It appears that our leaders are allowing the criminals to have the upper hand most of the time. Last week, there were again new calls for Buhari to allow his service chiefs to go home. They have done their best, but their best is not good enough. We do not see the killing of almost 100 rice farmers, or the kidnapping of a leading monarch, as incidents that require that someone somewhere takes responsibility. No one is going to be indicted. No one is going to resign. The service chiefs would continue to move about the neighbourhood like petite Napoleons. I really feel that it is time Buhari relieve Nigeria of this burden and appoint new service chiefs.

The war against insurgents, kidnappers, cattle-rustlers and other violent criminals has moved to the realm of intelligence and constant reconnaissance.
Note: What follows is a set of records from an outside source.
PR #475, opened 2020-10-13
Add arbitrary preload attributes to Link header

### LINKED ISSUE #461: Is preloadimage working as intended?
I noticed that `Context.Preloads` is populated in https://github.com/ampproject/amppackager/blob/7d23ba92858535987446c874440dc123e85f557c/transformer/transformers/preloadimage.go#L55 and https://github.com/ampproject/amppackager/blob/7d23ba92858535987446c874440dc123e85f557c/transformer/transformers/preloadimage.go#L129, but AFAICT it is never read from.
 
Instead, https://github.com/ampproject/amppackager/blob/7d23ba92858535987446c874440dc123e85f557c/transformer/transformer.go#L320 computes a list of preloads based only on `<script src>` and `<link rel=stylesheet href>` elements. (This is in turn consumed by https://github.com/ampproject/amppackager/blob/7d23ba92858535987446c874440dc123e85f557c/packager/signer/signer.go#L541.)

Do we need to finish integrating `Context.Preloads` into the link header? Or am I missing the part that does this?

jridgewell:
Depends on cl/336023916 being sync'd first.

Closes #461 

/cc @twifkak

### DIFF
--- a/packager/signer/signer.go
+++ b/packager/signer/signer.go
@@ -447,7 +447,7 @@ func formatLinkHeader(preloads []*rpb.Metadata_Preload) (string, error) {
 			return "", errors.Errorf("Missing `as` attribute for preload URL: %q\n", preload.Url)
 		}
 
-    valid := true
+		valid := true
 		var value strings.Builder
 		value.WriteByte('<')
 		value.WriteString(u.String())
@@ -457,16 +457,16 @@ func formatLinkHeader(preloads []*rpb.Metadata_Preload) (string, error) {
 			value.WriteByte(';')
 			value.WriteString(attr.Key)
 			value.WriteByte('=')
-      qoutedVal, err := util.QuotedString(attr.Val);
-      if err != nil {
-        valid = false
-        break;
-      }
-			value.WriteString(qoutedVal)
+			quotedVal, err := util.QuotedString(attr.Val)
+			if err != nil {
+				valid = false
+				break
+			}
+			value.WriteString(quotedVal)
 		}
-    if valid {
-      values = append(values, value.String())
-    }
+		if valid {
+			values = append(values, value.String())
+		}
 	}
 	return strings.Join(values, ","), nil
 }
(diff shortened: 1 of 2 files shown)


packager/signer/signer.go
```diff
@@ -452,6 +452,13 @@ func formatLinkHeader(preloads []*rpb.Metadata_Preload) (string, error) {
 		value.WriteString(u.String())
 		value.WriteString(">;rel=preload;as=")
 		value.WriteString(preload.As)
+		for _, attr := range preload.GetAttributes() {
+			value.WriteByte(';')
+			value.WriteString(attr.Key)
+			value.WriteString(`="`)
+			value.WriteString(strings.ReplaceAll(attr.Val, `"`, `\"`))
```
twifkak, line 459: Use util.QuotedString instead: https://github.com/ampproject/amppackager/blob/ca6f35a1b2e65f02f8e55c9e9bc218f25b801dc8/packager/util/http.go#L102

(And I guess just skip the whole href if any of its param values are unquotable, for defense-in-depth against bugs in preloadimage.go.)

twifkak (changes requested):

packager/signer/signer.go
jridgewell: Done.

packager/signer/signer.go
```diff
@@ -447,12 +447,26 @@ func formatLinkHeader(preloads []*rpb.Metadata_Preload) (string, error) {
...
 		value.WriteByte('<')
 		value.WriteString(u.String())
 		value.WriteString(">;rel=preload;as=")
 		value.WriteString(preload.As)
-		values = append(values, value.String())
+		for _, attr := range preload.GetAttributes() {
+			value.WriteByte(';')
+			value.WriteString(attr.Key)
+			value.WriteByte('=')
+      qoutedVal, err := util.QuotedString(attr.Val);
```
twifkak, line 460: s/qouted/quoted/

and fix indentation (either manually or by running `gofmt`)

twifkak (changes requested):
cl/337974534 (né cl/336023916) is merged as of #476.

jridgewell (commented):
Rebased.

twifkak (approved):

twifkak:
Thanks! I'll squash-and-merge now.

PR #1109, opened 2021-07-09
Updated Tamil translation

GobinathAL:


tibbi:
nice, thanks for the updates

PR #1113, opened 2021-07-18
Use color_accent for AccentColor

erfanoabdi:
* This helps to have different default primary and accent colors in case of editing colors.xml or using RROs

### DIFF
--- a/commons/src/main/kotlin/com/simplemobiletools/commons/activities/CustomizationActivity.kt
+++ b/commons/src/main/kotlin/com/simplemobiletools/commons/activities/CustomizationActivity.kt
@@ -219,7 +219,7 @@ class CustomizationActivity : BaseSimpleActivity() {
                 curTextColor = getColor(theme.textColorId)
                 curBackgroundColor = getColor(theme.backgroundColorId)
                 curPrimaryColor = getColor(theme.primaryColorId)
-                curAccentColor = getColor(R.color.color_primary)
+                curAccentColor = getColor(R.color.color_accent)
                 curAppIconColor = getColor(theme.appIconColorId)
                 curNavigationBarColor = getThemeNavigationColor(curSelectedThemeId)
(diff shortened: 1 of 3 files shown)


tibbi:
I dont understand this change, why are you editing colors.xml and what is RRO?

erfanoabdi:
RRO is [runtime overlays](https://source.android.com/devices/architecture/rros)
RROs can be installed as system apps to android system image and modify user apps res values

so we can set custom colors through overlay and have different default colors.
example: https://github.com/erfanoabdi/SimpleContactsTheme

tibbi:
I still dont see the sense of adding something like that, colors can be customized in the app settings. I dont want to support app republishing, if it is about that.

erfanoabdi:
it's not for republishing of course, it helps many many users to set custom default color scheme without editing app source code at all
it's for using other than your default colors in case anyone wanted to use Simple-Commons lib on it's code
also you are doing this yourself: https://github.com/SimpleMobileTools/Simple-Commons/blob/master/samples/src/main/res/values/colors.xml but here value of colorAccent is completely gets lost

but you are using wrong color_primary instead of color_accent in your codes anyway, which is totally wrong and may lead to broken stuffs in future


(RRO was a simple test case i wanted to just to show you)

luka177:
`I dont understand this change` Ok, and i do. this change seems OK for me, and makes some sens. So why PR was closed @tibbi ?

tibbi:
because I dont want to add code that I see no benefit of

luka177:
` I see no benefit of` and I do see a benefit, your app has half broken future, and you see no benefit of fixing it?

erfanoabdi:
i'm really sorry for you, that don't understand and don't want to understand when we try to learn you something
and you don't even want to apply the fix we provided to your broken code
THIS IS NOT HOW OPEN SOURCE WORKS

It is first-rate intelligence that would allow us to move ahead before these criminals do. Our country must stay ahead of them instead of playing catch up.

It is not pleasant if our country behaves like a farmer who had gone to his veterinary doctor to complain about his cow.
“Doctor, my cow is coughing,” he said. The doctor was sympathetic and gave the farmer a powder to apply.
“Use this pipe to blow the powder to its mouth.”
The following day, the farmer was back, looking very agitated.
“What happened,” the doctor wanted to know.
“I did everything as you instructed,” the farmer said. “Then the cow blew first!”